¹H MRS of target metabolites glutamate and glutamine along with additional metabolites choline, myo-inositol, NAA, creatine, ascorbate, aspartate, scyllo-inositol, and taurine measured with STEAM (A, voxel size 2×2×2 cm³, TR 3 s, TE 10 ms, mixing time 50 ms, 96 averages, acquisition time 5 min). The ⁴CH₂ group of glutamate at 2.34/2.35 ppm could clearly be separated from both the ⁴CH₂ group of glutamine at 2.43/2.46 ppm and the ³CH₂ group of NAA at 2.49 ppm (B). The overall spectral quality supports the observation of down-field resonances, for instance, the phenylalanine peak at 7.37 ppm (C).

Figure 5

GSH, GABA, and glutamate concentrations (mM) in the occipital cortex of 5 healthy subjects studied twice in different sessions. Metabolite concentrations were also measured twice in a subject on medication known to impact GABA concentrations.
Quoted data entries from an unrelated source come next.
PR #1459, opened 2018-07-04
Core: add all qPref macros and implement qPrefDisplay as example

janiversen:

- [ ] Bug fix
- [ ] Functional change
- [ ] New feature
- [x ] Code cleanup
- [ ] Build system change
- [ ] Documentation change
- [ ] Language translation

This PR extend qPref_private with macros for:
The whole get function (when the get function is standard)
The whole set function (when the set function is standard)
The whole get/set/loadsync functions (in case the variable is all standard)

LOADSYNC is updated to use a private QSetting variable instead of making a new instance in 
Every call.

The first commit shows qPrefDisplay using the low level LOADSYNC macros, this will only be used
Where the load/sync does not follow a standard pattern.

The last commit shows qPrefDisplay using the higher level LOADSYNC macros, depending on how
Standarzied the variable is.

REMARK: qPrefDisplay is NOT connected to SettingsObjectWrapper and thus not part of an executable. This is on purpose for 2 reasons:
- We can freely discuss and update the use pattern, without side effects.
- There are no test cases, which needs to be part of every class conversion.

### DIFF
--- a/core/CMakeLists.txt
+++ b/core/CMakeLists.txt
@@ -100,6 +100,7 @@ set(SUBSURFACE_CORE_LIB_SRCS
 
 	# classes to manage struct preferences for QWidget and QML
 	settings/qPref.cpp
+	settings/qPrefDisplay.cpp
 
 	#Subsurface Qt have the Subsurface structs QObjectified for easy access via QML.
 	subsurface-qt/DiveObjectHelper.cpp
--- a/core/pref.h
+++ b/core/pref.h
@@ -95,7 +95,7 @@ struct preferences {
 	bool        display_invalid_dives;
 	const char *divelist_font;
 	double      font_size;
-	bool        showDeveloper;
+	bool        show_developer;
  	const char *theme;
 
 	// ********** Facebook **********
--- a/core/settings/qPref.h
+++ b/core/settings/qPref.h
@@ -3,7 +3,10 @@
 #define QPREF_H
 
 #include <QObject>
+#include <QSettings>
 #include "core/pref.h"
+
+#include "qPrefDisplay.h"
 
 class qPref : public QObject {
 	Q_OBJECT
--- a/core/settings/qPrefDisplay.cpp
+++ b/core/settings/qPrefDisplay.cpp
@@ -1,0 +1,119 @@
+// SPDX-License-Identifier: GPL-2.0
+#include "qPref.h"
+#include "qPref_private.h"
+#include "core/subsurface-string.h"
+
+#include <QApplication>
+#include <QFont>
+
+qPrefDisplay::qPrefDisplay(QObject *parent) : QObject(parent)
+{
+}
+qPrefDisplay *qPrefDisplay::instance()
+{
+	static qPrefDisplay *self = new qPrefDisplay;
+	return self;
+}
+
+void qPrefDisplay::loadSync(bool doSync)
+{
+	disk_divelist_font(doSync);
+	disk_font_size(doSync);
+	disk_display_invalid_dives(doSync);
+	disk_show_developer(doSync);
+	disk_theme(doSync);
+}
+
+const QString qPrefDisplay::divelist_font() const
+{
+	return prefs.divelist_font;
+}
+void qPrefDisplay::set_divelist_font(const QString& value)
+{
+	QString newValue = value;
+	if (value.contains(","))
+		newValue = value.left(value.indexOf(","));
+
+	if (newValue != prefs.divelist_font &&
+		!subsurface_ignore_font(qPrintable(newValue))) {
+		COPY_TXT(divelist_font, value);
+		qApp->setFont(QFont(newValue));
+		disk_divelist_font(true);
+		emit divelist_font_changed(value);
+	}
+}
+void qPrefDisplay::disk_divelist_font(bool doSync)
+{
+	LOADSYNC_TXT("/divelist_font", divelist_font);
+}
+
+double qPrefDisplay::font_size() const
+{
+	return prefs.font_size;
+}
+void qPrefDisplay::set_font_size(double value)
+{
+	if (value != prefs.font_size) {
+		prefs.font_size = value;
+		QFont defaultFont = qApp->font();
+		defaultFont.setPointSizeF(prefs.font_size);
+		qApp->setFont(defaultFont);
+		disk_font_size(true);
+		emit font_size_changed(value);
+	}
+}
+void qPrefDisplay::disk_font_size(bool doSync)
+{
+	LOADSYNC_DOUBLE("/font_size", font_size);
+}
+
+bool qPrefDisplay::display_invalid_dives() const
+{
+	return prefs.display_invalid_dives;
+}
+void qPrefDisplay::set_display_invalid_dives(bool value)
+{
+	if (value != prefs.display_invalid_dives) {
+		prefs.display_invalid_dives = value;
+		disk_display_invalid_dives(true);
+		emit display_invalid_dives_changed(value);
+	}
+}
+void qPrefDisplay::disk_display_invalid_dives(bool doSync)
+{
+	LOADSYNC_BOOL("/displayinvalid", display_invalid_dives);
+}
+
+bool qPrefDisplay::show_developer() const
+{
+	return prefs.show_developer;
+}
+void qPrefDisplay::set_show_developer(bool value)
+{
+	if (value != prefs.show_developer) {
+		prefs.show_developer = value;
+		disk_show_developer(true);
+		emit disk_show_developer(value);
+	}
+}
+void qPrefDisplay::disk_show_developer(bool doSync)
+{
+	LOADSYNC_BOOL("/showDeveloper", show_developer);
+}
+
+const QString qPrefDisplay::theme() const
+{
+	return prefs.theme;
+}
+void qPrefDisplay::set_theme(const QString& value)
+{
+	if (value != prefs.theme) {
+		COPY_TXT(theme, value);
+		disk_theme(true);
+		emit theme_changed(value);
+	}
+}
+void qPrefDisplay::disk_theme(bool doSync)
+{
+	LOADSYNC_TXT("/theme", theme);
+}
--- a/core/settings/qPrefDisplay.cpp
+++ b/core/settings/qPrefDisplay.cpp
@@ -24,10 +24,7 @@ void qPrefDisplay::loadSync(bool doSync)
 	disk_theme(doSync);
 }
 
-const QString qPrefDisplay::divelist_font() const
-{
-	return prefs.divelist_font;
-}
+GET_PREFERENCE_TXT(Display, divelist_font);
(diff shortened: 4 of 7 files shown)


dirkhh:
The iOS Travis error is surprising - is there something in the moc on iOS that's different and that causes us to miss the right `#include` ?

dirkhh (commented):
There are a few things that I don't understand. Please help me out.

- the purpose of the PR is to review the design pattern, not to actually be merged, correct?
 -- if yes, then the title should reflect this
 -- if no, the 2nd (or was it 3rd?) commit has the SOB-message in the middle without an empty line in front, that should be addressed

- can you explain the naming of the macros? Why is everything called _LOADSYNC_ ? I'm sure that this conveys some meaning that I'm just missing.

- the reasons for the differences in names between settings and struct members are mostly stupid, but once thing to pay VERY close attention to is that we CANNOT break existing preference files - which means the names on disk cannot change. I haven't verified that your code doesn't break this (because I wasn't 100% sure what the purpose of this PR is).

- as you said in your PR text, yes, tests would be really important here.

janiversen:
Hmm I have seen that error before (QSettings unknown), on my own system it was a cache problem, let me see if I can do anything.

janiversen:
Funny iOS compiles ok on my remote mac, I tried to solve your SOB message (not too sure what you mean) and pushed a new version.

dirkhh:
> Hmm I have seen that error before (QSettings unknown), on my own system it was a cache problem, let me see if I can do anything.

On Travis things are built from scratch, so it shouldn't be a cash issue, I would think...

> I tried to solve your SOB message (not too sure what you mean) 

I meant that your "Signed-off-by: ..." line wasn't where it usually is: at the end of the commit message, separated by an empty line.

janiversen:
OK I understand the SOB problem, I went through the commits and removed the last empty line, it is something the git adds (maybe it is just my configuration).

dirkhh:
> The idea is to merge this PR, but it does NOT integrate into SettingsObjectWrapper, so it will not affect the live system. QPref_private.h is needed for my future work (once we agree on it), and qPrefDisplay is production ready.
> 

I'm not opposed to that, putting things in place for future work is something several of us have done at times.

> To be honest the “old” macros was called LOADSYNC, because they only did that, and I just continued to expand on that name. Any better name suggestion ? (It is easy for me to change).
> 

I love it when macros have names that really reflect what they do. So ask yourself "what's the best description of the effect / side effect of this macro". Does it get a value? set a value? set a value and persist it (i.e., write to disk)?
Both "load" and "sync" are slightly odd verbs when it comes to values. Does "load" imply that it's always loaded from persistent storage? "sync" implies that there are multiple potentially different values and they are brought to a common value - but it doesn't tell us which one is picked.

> I pay VERY close attention not to change names on disk (that is the LOADSYNC part), because that would make users angry. Everywhere you see “/” in qPrefDisplay.cpp, that is the name taken from SettingsObjectWrapper load and/or sync. The renaming is purely in code !
> 

Thanks

> This PR will not break anything, but we need to agree on the format, e.g. can my set_ and _changed be accepted to unify things. Once that is done and merged, then I will make a PR for each class that contains:
> 
> the class using the macros
> the effect on the rest of the system (name changing)
> test cases (testpreferences will be spilt into multiple files)
> And that is when I hope you and other will actively test the PR to find problems

I hope that @bstoeger and @tcanabrava will also comment on this. Right now I struggle with the names and they distract me. I can see how you change things, I cannot quite tell what the end goal is going to be and how that will make everyone happy (as in: all users of the code get what they need and the semantics are easy to understand and to follow)

dirkhh:
>  OK I understand the SOB problem, I went through the commits and removed the last empty line, it is something the git adds (maybe it is just my configuration).

An empty line at the end is fine (that gets ignored). Your commit message looked like this
```
text explaining things - at least a paragraph of it then no empty line and
Signed-off-by: jan Iversen <...>

more text explaining things after an empty line
more text
```

dirkhh:
Ahh, it's still there. Look at https://github.com/Subsurface-divelog/subsurface/pull/1459/commits/d47df9e734609b3bb319e74d39242bcc5be2711b

dirkhh:
> Ups, I will refer to the danish saying “sometimes you cannot see the wood for all the trees” it is corrected.
> 

Man sieht den Wald vor lauter Bäumen nicht 

> LOADSYNC, described with the low level macros did (LOAD from disk, SYNC to disk),
> 

note how you need the preposition ‘to’ in order to realize that you are syncing from memory to disk and not the other way - which is why sync is a problematic verb here.

> but the others others will be renamed to SET_PREFERENCE* GET_PREFERENCE* HANDLE_PREFERENCE* which tells a bit more what it does. I think like you and prefer names that are understandable.
> 

PREF might be a good abbreviation to make this easier to type :-)

In the meantime I’m going nuts with (a) an iPad set to German which is just so annoying and (b) one Mac that appears to create perfectly fine iOS images, but because it’s a VM it can’t directly talk to an iPad, and another Mac that can talk to an iPad, but creates completely broken iOS builds that give crazy QML errors and none of the buttons work...

janiversen:
Please remember these macros are only used in the qPref files not in the rest of the system, there you use e.g. qPrefDisplay::instance()->theme() 

Depending on the type of vm there might be a solution, vmware used to a remove usb tool, giving you the possibility to attach usb devices from where you have the screen running (not possible with ssh).

My mac made crazy iOS images about a month ago, because Xcode was updated but Xcode command line tools was not updated.

dirkhh:
OK, so the broken images on the iPad were caused by your pref changes. At least some of the weird errors in the logfile seem to point in that direction...
```
QMetaProperty::read: Unable to handle unregistered datatype 'cloud_status' for property 'QMLPrefs::credentialStatus'
qrc:///qml/DiveList.qml:16:33: Unable to assign [undefined] to int
QMetaProperty::read: Unable to handle unregistered datatype 'cloud_status' for property 'QMLPrefs::credentialStatus'
qrc:///qml/Settings.qml:66:11: Unable to assign [undefined] to QString
QMetaProperty::read: Unable to handle unregistered datatype 'cloud_status' for property 'QMLPrefs::credentialStatus'
QMetaProperty::read: Unable to handle unregistered datatype 'cloud_status' for property 'QMLPrefs::credentialStatus'
QMetaProperty::read: Unable to handle unregistered datatype 'cloud_status' for property 'QMLPrefs::credentialStatus'
QMetaProperty::read: Unable to handle unregistered datatype 'cloud_status' for property 'QMLPrefs::credentialStatus'
```
This appears to prevent the No Cloud button from working.
So when creating the updated iOS binary you will get the release branch that you asked for after all :-)

janiversen:
I knew it, remember when we discussed only having one version of the enum cloud_status, and I got “pursuaded” not to have it in qmlPrefs, that is the cause. I will have a patch in some hours.

janiversen:
Try and cherry-pick #1462 that should solve the problem. However I really do not understand why this works for me, but not for you (I will investigate that later, once the release is fixed).

bstoeger:
> I knew it, remember when we discussed only having one version of the enum cloud_status, and I got “pursuaded” not to have it in qmlPrefs, that is the cause. I will have a patch in some hours.

Two comments:
1) I know that I am too brief. What I obviously meant was that ultimately the *variables* should be removed from the preferences, not the enum.
2) This whole thing demonstrates why I dislike QML. I have the impression that Qt tried to combine the disadvantages of all programming languages. Compile times of C++, type safety of scripting languages, elegance of 1970ies macro assembler, XML, plus a dose of NIH syndrome. :(

janiversen:
@bstoeger regarding your 1), this time you really was too brief, I 110% agree to remove the variables, as I have written several time the QML interface is “ackward” and the only way to counter it a bit is to use interface classes, so you will see all qPref classes will not have variables. The current qmlmanager and qmlprefs are a problem waiting to happen, because not only do they have variables, but these are copies of struct preferences.

Regarding your 2) again I totally agree with you, but QML is a major advantage compared to the early Qt version, where 7-80% of your code was just stupid UI handling. Tdoay we have QML, and I believe we can make a secure interconnection between C++ and QML, SettingsObjectWrapper has a lot of good intentions in it that simply was not completed (sorry if I offend anyone, but it starts by having a private constructor, which imidialtly says no qml).

I am trying with qPref, to achieve 2 goals:
- make a very stable interface to qml
- make a qt top of struct preferences, that can be used in standard Qt UI code

janiversen:
An interface class does not have variables but refers to them (in this case to the global pref struct), this means the class can be instanciated n times without problems.

QML likes to instanciate a new object e.g. with every window that uses the class, I have had severe problems with qmlmanager in experimental code (like dynamic windows), because qmlmanager have local variables and if instanciated multiple times, these variables have different states.

I am all for talking about solutions with @tcanabrava and others (I believe @bstoeger have a lot of good opinions as well). I do not pocess the one and only solution, but I do think that what I propose is a major stetp forward.

dirkhh:
Thank you for that explanations. Now I understand what you are saying. And yes, making this a true interface class sounds like the right direction to go.

dirkhh:
@bstoeger @tcanabrava @janiversen - is this ready to merge, does this need more re-working?

janiversen:
As the author I am happy with it, but will do re-work as wanted.

bstoeger:
Sorry - I'm brain-busted from my day-job. On a quick skim I didn't see anything obviously wrong (sure, templates could probably make this more terse - though not a priority now). There's just one thing that threw me off: Do we really want to use a reserved keyword (`class`) as a macro parameter? If nothing else, this will confuse syntax-highlighting, no?

dirkhh:
> Do we really want to use a reserved keyword (class) as a macro parameter? If nothing else, this will confuse syntax-highlighting, no?

How funny that I didn't even catch that. Oops. Yeah, maybe we could use a better name? :-)

janiversen:
Yes of course I did a real bad choice of name (just because it actually is a class), will push a change shortly.

dirkhh:
@janiversen what's the relationship of this one and #1465 - are the independent? Related? Should one go in before the other?
I think this one looks good, but want to make sure I understand your intentions :-)

janiversen:
Let me try to explain.

This PR is about rebuilding the preference system for Qt and QML, the PR was the first step to show the macros and how they are used.

#1465 is the production version of the patch you got for the release. For the release you got a patch that touched minimally in the system, with the consequence that CLOUD_STATUS exist 2 times (again). #1465 defines CLOUD_STATUS in the class qPref (which is needed to get the qml interface working), removes CLOUD_STATUS from pref.h and changes the places where it was used.

There are no “one before the other”, but once one of them is merged, there will most likely be a merge conflict with the other, which I will then solve.

janiversen:
Is this PR pending on something I can solve ?

Would be real nice to be able to continue with this work (and reduce some of current rebasing between my branches :-)

dirkhh:
Nope, not pending. Just waiting to make sure I'm doing what was expected - and then forgot.
Merging now.

PR #1462, opened 2018-07-05
mobile-widgets: solve cloudstatus register problem

janiversen:
Use Q_ENUM instad of Q_ENUMS (which is depreciated) since it does the
meta registration for all Qt platforms.

Q_ENUM require the enum to be defined in the class and cannot refer to
a global class, therefore copied enum to class.

This commit is made to get the release to work, with minimal changes,
this class will be moved to qPref and the double definition solved

- [ x] Bug fix
- [ ] Functional change
- [ ] New feature
- [ ] Code cleanup
- [ ] Build system change
- [ ] Documentation change
- [ ] Language translation

Using Q_ENUMS works even though depreciated on some MAC development setups, however not all. As a temporary fix (for the release) the enum is again added to QMLPref and Q_ENUM is used.

### Mentions:

@dirkhh I do not know why it works (I run with the old code active on my ipad) when building on my mac, and not when you build, but this should solve the problem. 

Remark: This patch is currently NOT tested on iOS, as I work remote and cannot upload to my iPad.

### DIFF
--- a/mobile-widgets/qmlmanager.cpp
+++ b/mobile-widgets/qmlmanager.cpp
@@ -269,12 +269,12 @@ void QMLManager::openLocalThenRemote(QString url)
 		 *    no cloud repo solves this.
 		 */
 
-		if (QMLPrefs::instance()->credentialStatus() != CS_NOCLOUD)
-			QMLPrefs::instance()->setCredentialStatus(CS_NEED_TO_VERIFY);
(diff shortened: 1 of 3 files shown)


dirkhh:
I will test this today.
The thing that seems truly broken in master right now is the "No cloud" mode button in the credential settings. Which is one of the first things I always test when installing a test build :-)
I haven't tried with this patch, yet. I should have time over lunch to do so.

dirkhh:
This appears to have fixed the issue for me. I just pushed a new beta to TestFlight

PR #1477, opened 2018-07-08
ssrf: remove identical if/else in CMake

janiversen:
if/else was identical, remove if/else

- [ ] Bug fix
- [ ] Functional change
- [ ] New feature
- [ ] Code cleanup
- [x ] Build system change
- [ ] Documentation change
- [ ] Language translation

### Changes made:

If/else (for Darwin) was identical removed if/else and only set parameter

If there is a reason for the if/else it should really have a comment, because it is not logical


bstoeger:
Note that the targets had different capitalization - maybe that was on purpose?

janiversen:
Good catch I missed that, but there are no special demand for the mac version to start with a capital letter (at least many of the apps I have downloaded do not).

neolit123:
the capitalization is intended:
https://github.com/Subsurface-divelog/subsurface/commit/7c095419f7f30203995fedcde23da6d541cf078c

/cc @dirkhh

dirkhh:
NAK - on Linux and Windows we wanted this lowercase, on Mac uppercase.
We could argue if that's the right thing to do, but we decided this years ago (this was the case even when we built with Gtk), and changing it now really serves no purpose.

PR #1478, opened 2018-07-08
Fixes / improvements to video-lite PR [#1463]

bstoeger:

- [x] Bug fix
- [x] Functional change
- [ ] New feature
- [ ] Code cleanup
- [ ] Build system change
- [ ] Documentation change
- [ ] Language translation

A last-minute change in the video-lite PR introduced a bug (of course), which would lead to thumbnails not being properly created if local and original filename were the same (i.e. all newly added images).

Moreover, @neolit123 noted that we do not properly recognize videos that are not based on the QuickTime / MP4 formats.

Fix this and refine the icons: differentiate between "we can't read that file (io error)" and "we can't understand that file (parse error)".

### Changes made:

1) Add "unknown type" icon (LGPL from KDE breeze)
2) If we couldn't parse the video or read as image, look for video file extension
3) If all that fails, show the "unknown type" icon
4) Fix bug where thumbnails would not be properly created
5) Add changelog entry
### Related issues:

#1463
### Release note:

Done.

### DIFF
--- a/CHANGELOG.md
+++ b/CHANGELOG.md
@@ -1,3 +1,4 @@
+- Dive pictures: support addition of videos
 - Cloud storage: fix potential issue with credentials on Linux [#1346]
 - Mobile/iOS: fix missing translations
 - Dive pictures: locate moved pictures based on filename and path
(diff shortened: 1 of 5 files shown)


bstoeger:
Sorry, I'm silly, the bug is introduced in this PR - let's trash this.

PR #1506, opened 2018-07-13
Make sure our libdivecomputer custom IO interfaces have sleep functions

torvalds:
When I switched over from our own custom IO implementation to the new
upstream custom IO model in libdivecomputer, I completely missed the
fact that the libdivecomputer custom IO model also does a custom _sleep_
function.

I'm not entirely sure what the point was, and it broke things even in
libdivecopmputer itself when some of the new sleep functions were
broken.

Anyway, we didn't export any sleep functions at all for the bluetooth,
BLE and FTDI cases, the the libdivecomputer code didn't fall back to any
sane default sleep implementation either, so the end result was no
sleeping at all.

Which didn't matter for most divecomputers.

But it seems like at least some OSTC dive computers did care, at least
in certain situations, and both Miika and Anton had trouble downloading
with their OSTC Sport dive computers.  Using the serial line protocol
and the legacy /dev/rfcomm model worked fine, because then it used the
sleeping functions in the POSIX serial code inside libdivecomputer.

This just adds trivial sleeping functions for the affected download
protocols.  Maybe I should have just made libdivecomputer have a sane
default instead, but this wasn't hard either (the hard part was trying
to figure out why the downloads worked for some people and not for
others).

- [ ] Bug fix
- [ ] Functional change
- [ ] New feature
- [ ] Code cleanup
- [ ] Build system change
- [ ] Documentation change
- [ ] Language translation

### DIFF
--- a/core/qtserialbluetooth.cpp
+++ b/core/qtserialbluetooth.cpp
@@ -6,6 +6,7 @@
 #include <QEventLoop>
 #include <QTimer>
 #include <QDebug>
+#include <QThread>
 
 #include <libdivecomputer/version.h>
 #include <libdivecomputer/context.h>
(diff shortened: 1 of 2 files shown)


dirkhh:
Derek set milestone: 4.8

dirkhh:
Thanks Linus, waiting for Travis (just because that's the right thing to do) and then I'll merge it.

dirkhh:
This is so strange. Travis status shows '0 builds backlog' for Linux, Linux container builds, and Mac builds. Yet this has been sitting here for 20+ minutes and none of the builds have started...

janiversen:
Wonder are virtual machines entitled to sleep, weekend and vacation :-)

GSH and GABA were measured using semi-LASER JDE, and STEAM was used to detect glutamate.

Figure 6

Superposition of test-retest STEAM spectra (voxel size 2×2×2 cm³, TR 3 s, TE 10 ms, mixing time 50 ms, 96 averages, acquisition time 5 min) acquired during the two study sessions (#1 and #2, left) and their difference (right). Extra: Corresponding spectra of a subject on medication known to impact GABA concentrations.

Figure 7

Mean CoV (%) of the target metabolites (GSH, GABA, glutamate and glutamine), the established MS biomarkers (choline, myo-inositol, N-acetylaspartate/ N-acetylaspartylglutamate), and additional metabolites (creatine, phosphocreatine, ascorbate, aspartate, scyllo-inositol, and taurine) quantified twice during different sessions in 5 healthy subjects. Error bars represent standard errors of the mean. GSH and GABA were measured using semi-LASER JDE, and STEAM was used to detect glutamate, glutamine, the established MS biomarkers, and additional metabolites.

Figure 8

Superposition of test-retest difference spectra for JDE of GSH acquired using a semi-LASER sequence (voxel size 3×3×3 cm³, TR 3 s, TE 72 ms, 64 averages per JDE condition, acquisition time 7 min) during the two study sessions (#1 and #2, left) and their difference (right). Extra: Superposition of test-retest difference spectra for JDE of GABA acquired using a semi-LASER sequence (voxel size 3×3×3 cm³, TR 3 s, TE 72 ms, 128 averages per JDE condition, acquisition time 13 min) during the two study sessions (#1 and #2, left) and their difference (right) of a subject on medication known to impact GABA concentrations.

Figure 9

Proof of principle: GSH (A), GABA (B), and glutamate (C, Glu) detection in an MS patient.